Victorian taxpayers can add another $15 million to the state’s burgeoning debt problems after Premier Daniel Andrews announced its tourism body would step in to sponsor cash-strapped Netball Australia.
The sporting league lost its major sponsor Hancock Prospecting just over a week ago after some team members expressed concerns over being associated with the mining giant citing climate change and Indigenous issues.
On Oct. 31, Victorian Labor Premier Daniel Andrews announced that government-funded Visit Victoria will become a major partner of the national Diamonds team until June 2027.
As part of the $15 million deal, the Diamonds will play five test matches in the state, and the 2023 national team competition final will also be held in Victoria.
“Victoria is our nation’s sporting capital and its best tourist destination – it’s only right we launch this new partnership to back elite netball in Australia and promote our state to the world,” said Premier Andrews in a statement.
While Netball Australia CEO Kelly Ryan said, the partnership will give Victorians the “opportunity to experience more netball” over the next four and a half years.
In response, Victorian state MP David Limbrick said the state’s debt was already blowing out to “huge proportions.”
“I think this is just a bailout for an organisation that can’t find another sponsor, and the taxpayers have been forced to step up as the last resort,” the Liberal Democrat told The Epoch Times.
Victoria’s state debt is estimated to be around $170 billion—with accumulating interest payments—while Netball Australia is also struggling financially, recording a $4.4 million loss last financial year.
Netball Australia is the governing body for the sport of netball in the country, which is predominantly played by women.
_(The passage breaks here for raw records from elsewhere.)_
PR #1914, opened 2026-02-24
🐛(frontend) fix callout block spacing for old browsers

AntoLC:
## Purpose

On the old Firefox versions, the spacing of the callout block was not applied correctly.
We changed the "white-space" property to "pre-wrap" to ensure that the spacing is applied correctly on all browsers.

## Demo

https://github.com/user-attachments/assets/34b6e800-fe90-4911-bbd9-54fecdb20103


Ovgodd (approved):
💯

PR #1919, opened 2026-02-25
⚡️(CI) optimize Docker Hub workflow

AntoLC:
## Purpose

We use the Docker Hub Workflow to build and push our images to Docker Hub, but to check if we have vulnerabilities in our images as well.
When we are just checking for vulnerabilities, we don't need to do all the builing steps.
This commit optimizes the workflow by only doing the necessary steps when we are just checking for vulnerabilities, so during pull requests without label "preview" we skip the build steps, and we do not activate QEMU.

### DIFF
--- a/.github/workflows/docker-hub.yml
+++ b/.github/workflows/docker-hub.yml
@@ -11,10 +11,10 @@ on:
   pull_request:
     branches:
       - "main"
-      - "ci/trivy-fails"
 
 env:
   DOCKER_USER: 1001:127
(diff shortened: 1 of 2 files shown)


.github/workflows/docker-hub.yml
```diff
@@ -26,6 +26,7 @@ jobs:
       - name: Checkout repository
         uses: actions/checkout@v4
       - name: Set up QEMU
+        if: env.SHOULD_PUSH == 'true'
         uses: docker/setup-qemu-action@v3
       - name: Set up Docker Buildx
```
lunika, line 31: Here you can also add the `if` condition. And in all other jobs

lunika (approved):

Issue #2417, opened 2026-06-10
Unify dropdown menus and streamline actions across views


virgile-dev:
## Feature Request

**Is your feature request related to a problem or unsupported use case? Please describe.**
Currently, the dropdown menus triggered by clicking the **`...`** (ellipsis) button vary depending on the view:
- Document editor view
- Document tree 
- Document list view

This inconsistency creates confusion for users navigating between these interfaces.

Additionally,  Arnaud made aware of the some user feedback on this menu
- The **"Copy Markdown"** is not understood by most users who don't know what markdown (and ctrl A + ctrl C has the same effect)
- The **"Print"** option is currently burried under the **"Download"** menu, which is unintuitive. It should be moved to the main **`...`** dropdown menu for better discoverability.

---

**Describe the solution you'd like**
During a discussion with @robin-lecomte  and @arnaud-robin , we agreed on the following improvements:
1. **Unify dropdown menus**: Ensure the **`...`** dropdown menu is identical across all document views (editor, tree, and list) to maintain consistency.
2. **Remove Copy Markdown**:
   - Delete the **"Copy Markdown"** button, as its functionality is already covered by standard keyboard shortcuts.
3. **Relocate the "Print" option**:
   - Move **"Print"** from the **"Download"** submenu to the main **`...`** dropdown menu for easier access.

robin-lecomte:
<img width="2972" height="1242" alt="Image" src="https://github.com/user-attachments/assets/39e6b66a-d462-4184-b508-4702821a191e" />

I suggest organizing this new unified menu into four specific categories:
1. Share (copy link + share)
2. View and export (present + download + print)
3. Manage (star, duplicate, move)
4. Delete

[FIGMA](https://www.figma.com/design/qdCWR4tTUr7vQSecEjCyqO/Docs?node-id=15417-85448&t=JmLBNc6qQoELeZeP-1)

virgile-dev:
This is great thanks @robin-lecomte 
I'm unsure about 2 things.
Is this this the right place to put the word count info. Maybe somewhere in the doc view ?

<img width="1140" height="254" alt="Image" src="https://github.com/user-attachments/assets/d7e36ddf-5827-4173-9066-039908204848" />

I'm not sure we want to display the page estimate. 
We have no pages in Docs, it might not be consistent with export and the print result. I'd leave it out.

robin-lecomte:
[...]

PR #2550, opened 2026-07-31
🚸(frontend) print from document options menu

AntoLC:
## Purpose

We move the print button from the export select to the document toolbox, so that it is more accessible and easier to find.
We updated the UI of the doc toolbox to fit with the design system. 

Part of https://github.com/suitenumerique/docs/issues/2417.

## Demo

image


Ovgodd (approved):
good!

PR #2551, opened 2026-07-31
📄(frontend) allowed partially export when MIT

### LINKED ISSUE #1885: ♻️ Export partially MIT
## Feature

All the feature export is disabled when `NEXT_PUBLIC_PUBLISH_AS_MIT` is at `true`, but actually we have some features (PRINT / HTML) inside the export that are MIT, so they could be proposed even when the user use Docs in MIT mode.

## What to do

When `NEXT_PUBLIC_PUBLISH_AS_MIT` is at `true`, we should still propose the export but just with the MIT feature.

AntoLC:
## Purpose

When MIT, we were not able to export anything.
But actually, the export HTML and Print are allowed for MIT, so we should allow them.
We now allow partially export when MIT, but the AGPL export is still not allowed (pdf / ODT / docx).


src/frontend/apps/impress/src/features/docs/doc-export/components/ModalExport.tsx
Ovgodd:
```suggestion
{exportAGPL
  ? t(
      'Export your document to print or download in .docx, .odt, .pdf or .html(zip) format.',
    )
  : t(
      'Export your document to print or download in .html(zip) format.',
    )}
```
nit: Now that the export modal is available in MIT mode, this description still mentions .docx, .odt and .pdf, which are not proposed in that configuration.

Should we adapt the description text depending on the licence mode?

Ovgodd (changes requested):

Ovgodd (approved):

PR #2561, opened 2026-08-04
🛂 use jwt token for converter services

AntoLC:
## Purpose

This pull request migrates the authentication mechanism between the Django backend and the y-provider service from a shared secret (`Y_PROVIDER_API_KEY`) to short-lived, JWT-signed admin tokens. The Django service now signs tokens with its private key and publishes its public key via a JWKS endpoint, which the y-provider verifies. The change is reflected in both backend and frontend code, as well as in documentation and tests. Additionally, test utilities for JWT key generation and signing are refactored and centralized.

These changes improve security by eliminating long-lived shared secrets and ensure robust, testable authentication between Django and y-provider.

### DIFF
--- a/src/backend/core/tests/test_services_converter_services.py
+++ b/src/backend/core/tests/test_services_converter_services.py
@@ -3,6 +3,7 @@
 from base64 import b64decode
 from unittest.mock import MagicMock, patch
 
+import jwt
 import pytest
 import requests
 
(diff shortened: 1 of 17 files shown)


src/frontend/servers/y-provider/src/middlewares.ts
```diff
@@ -16,11 +12,27 @@ export const corsMiddleware = cors({
...
+// Cached across requests: fetches the Django backend's public keys lazily and
+// keeps them until their "kid" no longer matches a token, per jose's own policy.
+const jwks = createRemoteJWKSet(new URL(JWKS_URL));
+
+/**
+ * Verify that the given token is an admin JWT signed by the Django backend.
+ */
+const isValidAdminToken = async (token: string): Promise<boolean> => {
+  try {
+    const { payload } = await jwtVerify(token, jwks, { algorithms: ['RS256'] });
```
lunika: Maybe the string `RS256` can be set in a constant `JWT_ALGORITHM`. The day we change it we only have to change the constant value.

AntoLC:
@coderabbit review

src/backend/core/tests/test_services_converter_services.py
```diff
@@ -12,13 +13,29 @@
...
-def test_auth_header(settings):
-    """Test authentication header generation."""
-    settings.Y_PROVIDER_API_KEY = "test-key"
+
+@pytest.fixture(autouse=True)
+def jwt_settings(settings):
+    """Setup valid settings for the JWT service used to sign the auth header."""
+    settings.JWT_PRIVATE_KEY = PRIVATE_KEY
+    settings.JWT_TOKEN_LIFETIME = 3600
+    return settings
```
lunika: This return is not needed

lunika (approved):

PR #2575, opened 2026-08-10
💄(frontend) use the same highlight color for cells and moves

### LINKED ISSUE #2080: Color of highlight is not the same
### What’s broken?

The color of cell highlight and move highlight is not the same.

### What did you expect to happen?

It'd be great to use the same colors.

### Steps to reproduce

Image

### BlockNote version

_No response_

### Environment

Firefox 148 64 bit NixOS

### Additional context

_No response_

### Contribution

- [ ] I'd be interested in contributing a fix for this issue

RISK-alt:
## Purpose

Fixes #2080

Three different colors are used to highlight things in the editor, none of them from the palette:

| what | where it comes from | color |
| --- | --- | --- |
| selected table cells | `.ProseMirror .selectedCell:after` (`@blocknote/core` style.css) | `#c8c8ff66`, i.e. `#e9e9ff` over white |
| drop cursor of a moved block | `dropCursor.color` default in the `DropCursor` extension | `#ddeeff` |
| drop indicator of a moved table row/column | `.bn-table-drop-cursor` | `#adf` |

The first two are the ones compared in the issue screenshot.

Following @robin-lecomte's answer, all three now use `var(--c--contextuals--background--semantic--brand--tertiary)` (`brand-050`, `#eef1fa`).

## Proposal

* [x] set `dropCursor.color` on the main editor to the brand token, the option `@YousefED` mentions in TypeCellOS/BlockNote#2569 is exposed by `useCreateBlockNote`, so no `!important` on the inline style the extension writes
* [x] override `.selectedCell:after` and `.bn-table-drop-cursor` with the same token in `doc-editor/styles.tsx`

The cell overlay is drawn on top of the cell content (`position: absolute; inset: 0; z-index: 2`), which is why BlockNote uses a translucent color. An opaque token there hides the text, so the overlay gets `mix-blend-mode: multiply`: over the white cell it renders exactly `#eef1fa`, and the content stays readable. This is the same treatment already used for the comment marks in `doc-comments/styles.tsx`.

Two points worth a look from a design standpoint, both a one line change if you want them different:

* `brand-050` on white gives a 1.06:1 contrast ratio for the drop cursor, against 1.13:1 for the current `#ddeeff`, so the indicator of a moved block becomes slightly fainter than it is today. `--c--contextuals--background--semantic--brand--secondary` (`#dde2f5`) would keep it closer to the current visibility while staying in the palette.
* I included `.bn-table-drop-cursor` (moving a table row or column) since it is the same "move" indicator inside the very table the issue is about, and leaving it at `#adf` would keep a third color around. Happy to drop it from the PR if you would rather keep the scope to the two colors of the screenshot.

## Testing

No automated test: the change is a color override with no behaviour attached, and the editor has no visual regression setup. Checked manually that the token resolves through the inline style the drop cursor extension sets (`element.style.backgroundColor = "var(--c--contextuals--background--semantic--brand--tertiary)"` computes to `rgb(238, 241, 250)`), and that the blended overlay keeps the cell content readable.

`tsc --noEmit`, `eslint` and `prettier --check` are clean, `doc-editor` unit tests pass (21).

### General requirements

* [x] I have read and followed the contributing guidelines
* [x] I have read and agreed to the Code of Conduct

### CI requirements

### AI requirements

### DIFF
--- a/CHANGELOG.md
+++ b/CHANGELOG.md
@@ -15,6 +15,7 @@ and this project adheres to
 ### Changed
 
 - ♿️(frontend) use semantic `<dl>` structure in document info card #2379
+- 💄(frontend) use the same highlight color for cells and moves #2575
 
 ### Fixed
 
--- a/src/frontend/apps/impress/src/features/docs/doc-editor/components/BlockNoteEditor.tsx
+++ b/src/frontend/apps/impress/src/features/docs/doc-editor/components/BlockNoteEditor.tsx
@@ -196,6 +196,9 @@ export const BlockNoteEditor = ({ doc, provider }: BlockNoteEditorProps) => {
         },
         showCursorLabels: showCursorLabels as 'always' | 'activity',
       },
+      dropCursor: {
+        color: 'var(--c--contextuals--background--semantic--brand--tertiary)',
+      },
       dictionary: {
         ...localesBN[langLocalesBN as keyof typeof localesBN],
         ...(localesBNMultiColumn && {
--- a/src/frontend/apps/impress/src/features/docs/doc-editor/styles.tsx
+++ b/src/frontend/apps/impress/src/features/docs/doc-editor/styles.tsx
@@ -150,6 +150,19 @@ export const DocsEditorStyle = createGlobalStyle`
     }
 
     /**
+    * Tables
+    */
+    .ProseMirror .selectedCell:after {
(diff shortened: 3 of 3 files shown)


AntoLC (approved):
Nice, thank you for your contribution 🎉

PR #2577, opened 2026-08-10
 🥅(frontend) warn before uploading a file over the size limit

### LINKED ISSUE #2460: 🐛 Big file upload fails as unknown error with poor UX feedback

RISK-alt:
## Purpose

Fixes #2460

Dropping a file over the limit into the editor shows the bare "unknown error" from the issue's screenshot. Two things are missing.

**Nothing checks the size before sending.** The backend does enforce `DOCUMENT_IMAGE_MAX_SIZE` in [`FileUploadSerializer.validate_file`](https://github.com/suitenumerique/docs/blob/c9e32e34/src/backend/core/api/serializers.py#L649-L656), but the setting is not part of `/api/v1.0/config/`, so the frontend has nothing to check against. The user waits for the whole upload before learning it was refused — and with nginx in front, the request never even reaches Django.

**And the 413 carries no readable cause.** `errorCauses` parses the body unconditionally:

```ts
const errorsBody = (await response.json()) as Record<string, string | string[]> | null;
```

nginx answers its 413 with an HTML error page, so `response.json()` rejects, `errorCauses` throws instead of returning, and `APIError` is never built. The editor is left with an error carrying no cause, which is what it renders as "unknown error".

## Proposal

* [x] expose `DOCUMENT_IMAGE_MAX_SIZE` in the config endpoint, next to `CONVERSION_FILE_MAX_SIZE` which the import feature already uses that way
* [x] check the file size in `useUploadFile` before calling the API, and show an error toast naming the file and the limit — same wording as the document import, so both paths read alike
* [x] make `errorCauses` tolerate a body it cannot parse rather than throwing, which fixes every proxy-level error, not just this one
* [x] map a 413 with no usable cause to an explicit message, so instances whose proxy limit is lower than `DOCUMENT_IMAGE_MAX_SIZE` still get something readable

The size-formatting logic was inlined in `useImport`; it moved to `formatFileSize` in `utils/string.ts` and is now shared by both call sites rather than copied.

This follows what `🛂(frontend) use max size and extension from config` (b8bdcbf7) did for the import feature: same shape, same set of files.

I did not touch `translations.json` — the English source strings are picked up by the Crowdin sync.

## Testing

Added:

* `formatFileSize` unit tests
* an `errorCauses` test for a non-JSON body
* `useUploadFile` tests: a file under the limit reaches the API, a file over it is rejected with the toast and no request at all

Full impress suite on Node 26: 284 passing. Four failures in `features/auth/__tests__/utils.test.tsx` and `docs-grid/components/__tests__/DocsGridItemDate.test.tsx` are pre-existing — they fail identically on a clean `main` here, `localStorage` not being available under my local Node. `tsc --noEmit` and `eslint` are clean.

Note for reviewers: `CONFIG` in `apps/e2e/__tests__/app-impress/utils-common.ts` had to gain the new key, since `config.spec.ts` asserts `toStrictEqual(CONFIG)` against the live payload.

### General requirements

* [x] I have read and followed the contributing guidelines
* [x] I have read and agreed to the Code of Conduct

### CI requirements

* [ ] I made sure that all existing tests are passing — front-end suite is green locally, waiting on the CI for the back-end and the e2e

### AI requirements


AntoLC:
Duplicate of https://github.com/suitenumerique/docs/pull/2522

AntoLC (approved):
Thank you for your contribution 🙏

PR #2584, opened 2026-08-13
✨(frontend) duplicate with subdocuments

### LINKED ISSUE #1327: Duplicate with sub-docs
## Bug Report

**Problematic behavior**
When you duplicate a doc, the sub-doc are not duplicated.

AntoLC:
## Purpose

We can now choose to duplicate documents along with their subdocuments. 
A confirmation modal will now appear to let the user choose whether to include subdocuments in the duplication, only if the document has subdocuments.
A toast notification will inform the user and give the possibility to undo the duplication if needed.

## Demo

https://github.com/user-attachments/assets/223336f9-3b5d-4e2b-8a03-beea3b695bff


AntoLC:
@coderabbit review

src/frontend/apps/impress/src/features/docs/doc-management/components/ConfirmationDuplicateModal.tsx
```diff
@@ -0,0 +1,283 @@
...
+
+  return (
+    <Modal
+      isOpen
+      closeOnClickOutside
+      hideCloseButton
+      onClose={onClose}
+      aria-label={t('Confirmation to duplicate the document')}
+      aria-labelledby="modal-duplicate-doc-title"
+      aria-describedby="modal-duplicate-doc-desc"
```
Ovgodd: This aria-describedby still points at the paragraph when it's empty (not a root). Either we always put a sentence in there, or we drop the attribute when there's nothing to read. wdyt ?

maybe have something like 

```
<Text id="modal-duplicate-doc-desc" as="p" ...>
  {isTopRoot
    ? t('The copy will be private and added to My docs.')
    : t('The copy will be added next to this document.')}
</Text>
```

src/frontend/apps/impress/src/cunningham/cunningham-style.css
```diff
@@ -57,6 +57,18 @@
...
+*/
+.c__checkbox:focus-within {
+  border-color: transparent;
+  box-shadow: none;
+}
+
+.c__checkbox .c__checkbox__wrapper:focus-within {
+  outline: none;
+}
+
```
Ovgodd, line 71:
```suggestion
.c__checkbox input:focus-visible {
  outline: 2px solid var(--c--globals--colors--brand-400);
  outline-offset: var(--c--globals--spacings--4xs);
}
```

The full-row focus box is too much, fine to remove that. What's left looks like a border because *:focus-visible uses a negative outline-offset. What about a ring on the checkbox box itself, with a positive offset, so there's a gap?

Before : 

Image

After : 

Image

Ovgodd (changes requested):
nice ! little suggestions in term of accessibility

the toast part will be fixed in the new toast ui from ui kit

Ovgodd (approved):
👍

PR #2585, opened 2026-08-13
🐛(frontend) fix clipped formatting toolbar in new comment composer

maboukerfa:
## Purpose

When you highlighted text in a document and started writing a new comment, the little pop-up menu for styling your text doesn't show up. 

## Proposal

It lets that formatting menu show in full above the new-comment box, so you can bold, italicize, or link text while writing a comment, exactly the way you already could when editing one.

Screenshot 2026-08-13 at 15 51 54

### DIFF
--- a/src/frontend/apps/e2e/__tests__/app-impress/doc-comments.spec.ts
+++ b/src/frontend/apps/e2e/__tests__/app-impress/doc-comments.spec.ts
@@ -206,7 +206,20 @@ test.describe('Doc Comments', () => {
     await editor.getByText('Hello').selectText();
     await page.getByRole('button', { name: 'Add comment' }).click();
 
-    await thread.getByRole('paragraph').first().fill('This is a new comment');
+    // The composer of a new thread must not clip its formatting toolbar
+    await expect(thread).toHaveCSS('overflow', 'visible');
+
+    // Write the new comment and select it to reveal the formatting toolbar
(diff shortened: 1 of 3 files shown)


src/frontend/apps/e2e/__tests__/app-impress/doc-comments.spec.ts
```diff
@@ -228,6 +228,43 @@ test.describe('Doc Comments', () => {
...
+    );
+    await expect(boldButton).toBeVisible();
+    await boldButton.click();
+
+    // Save the new comment
+    await thread.locator('[data-test="save"]').click();
+
+    // The comment is saved and keeps its bold formatting
+    await expect(
+      thread.locator('strong').getByText('Bold comment'),
```
AntoLC: Could you perform this check in the "it checks the comments interactions" test instead? I'm trying to limit the number of E2E tests, as they take quite a bit of time.

AntoLC (commented):
Nice ! I didn't even notice this bug before.

src/frontend/apps/e2e/__tests__/app-impress/doc-comments.spec.ts
maboukerfa: Alright

AntoLC (approved):
Nice, thank you

PR #2619, opened 2026-08-31
🐛(backend) manage async support for Docs custom middleware

lunika:
## Purpose

Docs have 2 custom middleware, both are only managing sync requests. With Python 3.13 we didn't have any errors, but since we upgraded to Python 3.14, we have a CancelledError exception. We decided to use the MiddlewareMixin from Django that is sync and async capable and will be responsible for executing both middleware in the good mode.

## Proposal

* [x] 🐛(backend) manage async support for Docs custom middleware


jmaupetit (approved):

AntoLC (approved):
Let's give a try.
I didn't get any problem with big documents on Chrome so let's not add a popup.

And good news, I don't succeed to loose data with Firefox when `keepalive` is set, so until we cross the max body size, I think it is safe to remove the alert modal.

Image

PR #2620, opened 2026-08-31
♻️(frontend) unified menu

### LINKED ISSUE #2417: Unify dropdown menus and streamline actions across views

AntoLC:
## Purpose

Depend the part of the app, we had different implementations of the toolbox menu. 
This commit unifies the implementation and uses the same component for both the docs grid, the doc tree and the doc header. It will make it easier to maintain and add new features to the toolbox menu.

Adding the toolbox in the tree highlighted some problems, we refactorized the accessibility of the tree to work correctly with the new component.

## Proposal

image

### DIFF
--- a/src/frontend/apps/impress/src/features/docs/doc-management/components/DocToolBox.tsx
+++ b/src/frontend/apps/impress/src/features/docs/doc-management/components/DocToolBox.tsx
@@ -1,14 +1,14 @@
 import {
   Button,
+  ButtonProps,
   DropdownMenu,
   DropdownMenuItem,
-  useTreeContext,
 } from '@gouvfr-lasuite/ui-components';
 import { Present } from '@gouvfr-lasuite/ui-components/icons';
 import { announce } from '@react-aria/live-announcer';
 import dynamic from 'next/dynamic';
 import { useRouter } from 'next/router';
-import { useEffect, useMemo, useState } from 'react';
+import { memo, useEffect, useMemo, useState } from 'react';
 import { useTranslation } from 'react-i18next';
 
 import { Text } from '@/components/Text';
@@ -17,15 +17,16 @@ import { getWordCount } from '@/docs/doc-editor/utils';
 import { printDocumentWithStyles } from '@/docs/doc-export/utils_print';
 import { usePresenterStore } from '@/docs/doc-presenter/stores';
 import { useDetachDoc } from '@/docs/doc-tree/api/useDetach';
+import { useTreeContextOrNull } from '@/docs/doc-tree/utils';
 import { useAuth } from '@/features/auth';
 import ContentCopyIcon from '@/icons/copy.svg';
 import DocMoveInIcon from '@/icons/doc-move-in.svg';
 import DocMoveOutIcon from '@/icons/doc-move-out.svg';
-import DownloadSVG from '@/icons/download.svg';
-import HistorySVG from '@/icons/history.svg';
-import LeaveSVG from '@/icons/leave.svg';
+import DownloadIcon from '@/icons/download.svg';
+import HistoryIcon from '@/icons/history.svg';
+import LeaveIcon from '@/icons/leave.svg';
 import LinkIcon from '@/icons/link.svg';
-import MoreSVG from '@/icons/more_horiz.svg';
+import MoreIcon from '@/icons/more_horiz.svg';
 import PrintIcon from '@/icons/print.svg';
 import SharedIcon from '@/icons/shared.svg';
 import StarSlashIcon from '@/icons/star-slash.svg';
@@ -41,7 +42,7 @@ import {
   useDeleteFavoriteDoc,
   useDuplicateDoc,
 } from '../api';
-import { useCopyDocLink } from '../hooks';
+import { useCopyDocLink, useTrans } from '../hooks';
 import { Doc, Role } from '../types';
 
 const DocMoveModal = dynamic(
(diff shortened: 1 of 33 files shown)


AntoLC:
@coderabbit review

src/frontend/apps/impress/src/features/docs/doc-tree/components/DocTreeSubpages.tsx
```diff
@@ -0,0 +1,161 @@
...
+        return;
+      }
+
+      e.currentTarget
+        .querySelector<HTMLDivElement>('.c__tree-view--node')
+        ?.click();
+    },
+    [rootItemRef, treeContext],
+  );
+
```
Ovgodd, line 142:
```suggestion
if (e.key === 'Tab') {
  e.stopPropagation();
  return;
}
```
Setting tabindex="-1" here traps the keyboard.  ( tab does nt work anymore on a subdoc )

nothing gets focused, and focus stays on the row. This is a WCAG 2.1.2 failure.

src/frontend/apps/impress/src/features/docs/doc-tree/components/DocTree.tsx
Ovgodd:
```suggestion
          'Use the up and down arrow keys to move between documents, and Enter to open one. Press F2 to reach the actions of a document, the left and right arrow keys to move between them, and Escape to leave them.',

```

src/frontend/apps/impress/src/features/docs/doc-management/components/DocToolBox.tsx
```diff
@@ -314,23 +325,30 @@ export const DocToolBox = ({ doc }: DocToolBoxProps) => {
...
+        onOpenChange={(isOpen) => {
+          setOpenDropdown(isOpen);
+          onOpenChange?.(isOpen);
+        }}
         bottomMessage={
           wordCountLabel && <Text $variation="tertiary">{wordCountLabel}</Text>
         }
       >
         <Button
           aria-label={t('Open the document options')}
```
Ovgodd: Before, the grid button had `Open the menu of actions for the document: {{title}}`. Now every row uses `DocToolBox `with the same `Open the document options`, so all the buttons of the grid share one accessible name and a screen reader user can't tell them apart (WCAG 2.4.6). Same in the tree, where only the parent `role="toolbar`" gives the context.
```suggestion
    aria-label={t('Open the document options: {{title}}', {
            title: doc.title || untitledDocument,
          })}
```

Ovgodd (changes requested):
I tested the actions menu on the tree by hand, with the mouse and with the keyboard.

**What works:** Download opens correctly, and Escape brings the focus back to the "…" button as expected.

### 1. The Share modal does not receive the focus

When I open **Share** from a sub doc menu, the focus stays behind on the sub doc row instead of moving into the modal. It does not happen every time, which makes it worse: sometimes the focus goes into the modal, sometimes it stays on the row.

- **Expected:** when a modal opens, the focus moves into it, every time.
- **Impact:** a keyboard or screen reader user does not know the modal is open, and keeps navigating the tree behind it.
- **Files:** `DocToolBox.tsx`, `useTreeItemActions.ts`

### 2. After Star, Duplicate or Copy link, the focus goes back to the row

When I pick one of these actions, the menu closes and the focus lands on the sub doc row, not on the "…" button I opened the menu from. The toolbar is gone, so I have to press F2 again to do a second action on the same document.

- **Expected:** the focus returns to the "…" button when the menu closes. Escape from that button then brings me back to the row, which is already the case today.
- **Impact:** I lose my position after each action, and the behaviour is not consistent with Escape.
- **Files:** `useTreeItemActions.ts`

### 3. On a selected sub doc, the actions sometimes do not open

On the currently selected sub doc, I click on "…" or on "add a sub page" and nothing happens: the menu does not open and the buttons disappear under the cursor. It is not systematic, but it happens often on that row.

- **Expected:** the actions stay available and clickable as long as I interact with the item.
- **Impact:** the action is simply impossible to trigger, I have to move the mouse away and come back.
- **Files:** `DocSubPageItem.tsx`, `useTreeItemActions.ts`

src/frontend/apps/impress/src/features/docs/doc-management/components/DocToolBox.tsx
```diff
@@ -96,13 +97,21 @@ const ModalExport = dynamic(
...
+  doc,
+  isCurrentDoc,
+  onOpenChange,
+}: DocToolBoxProps) => {
   const { t } = useTranslation();
-  const treeContext = useTreeContext<Doc | null>();
+  const treeContext = useTreeContextOrNull<Doc | null>();
   const router = useRouter();
-  const isTopParent = doc.id === treeContext?.root?.id; // it can be a child but not for the current user
+  const isTopParent = !treeContext || doc.id === treeContext?.root?.id; // it can be a child but not for the current user
```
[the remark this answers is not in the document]
AntoLC: Yes, the cases are managed inside the modal.

src/frontend/apps/impress/src/features/docs/doc-tree/components/DocTreeSubpages.tsx
AntoLC: You can now just navigate with arrow, no need of the multiple tabs that was confusing.

Ovgodd (approved):
👍 as said together I will re-check the accessibility of this in another PR,

PR #2639, opened 2026-09-04
🐛(backend) allow to configure settings DJANGO_DATA_UPLOAD_MAX_MEMORY_SIZE

lunika:
## Purpose

Release 3.17.2 of DRF now takes care of DATA_UPLOAD_MAX_MEMORY_SIZE and is checked when the body request is parsed. Before that, DRF wasn't using it at all and we were only looking for custom settings linked to the media and conversion file upload. We must now also configure this setting.

## Proposal

* [x] 🐛(backend) allow to configure settings DJANGO_DATA_UPLOAD_MAX_MEMORY_SIZE


documentation/env.md
```diff
@@ -61,6 +61,7 @@ These are the environment variables you can set for the `impress-backend` contai
...
 | DJANGO_CORS_ALLOW_ALL_ORIGINS                   | Allow all CORS origins                                                                                                                                                     | false                                                                   |
 | DJANGO_CSRF_TRUSTED_ORIGINS                     | CSRF trusted origins                                                                                                                                                       | []                                                                      |
+| DJANGO_DATA_UPLOAD_MAX_MEMORY_SIZE                     | The maximum size in bytes that a request body may be should be equal to the maximum between `DOCUMENT_IMAGE_MAX_SIZE` and `CONVERSION_FILE_MAX_SIZE`. See: https://docs.djangoproject.com/en/6.1/ref/settings/#data-upload-max-memory-size | 20 MB |
```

The sport is yet to reach the scale of larger leagues like the Australian Football League and National Rugby League.
Former Captain Attempts to Spark Revolt on Progressive Issues
Yet controversy erupted on several fronts after former team captain Sharni Norder held a Zoom call with the current team highlighting her concerns with the sport being associated with Rinehart.On the one hand, she cited concerns with comments made by Rinehart’s father, Lang Hancock, in 1984 suggesting Indigenous communities should be sterilised. On the other, she has targeted the company on climate change issues, despite the fact Hancock Prospecting actually mines iron ore, not coal.
Much of the team reportedly wanted time to consider the issue rather than act on Norder’s comments, with the team given the option not to wear a uniform featuring the Hancock Prospecting logo.
On top of this, Hancock also accused the players’ union of taking advantage of the situation to try to get a “very substantial increase in wages” at a time when the sport was “reeling financially.”
In response to the spate of problems, Hancock, on Oct. 22, decided to pull the plug and withdraw its $15 million commitment to the sport—at the same time, cutting mining company Roy Hill’s sponsorship of the local team, the West Coast Fever.
“Hancock and its Executive Chairman, Mrs. Rinehart, consider that it is unnecessary for sports organisations to be used as the vehicle for social or political causes,” said a statement from Hancock.
“There are more targeted and genuine ways to progress social or political causes without virtue signalling or for self-publicity.
“For example, the meaningful engagement with local Indigenous communities undertaken by Hancock’s Roy Hill Community Foundation in Western Australia to support their actual needs.”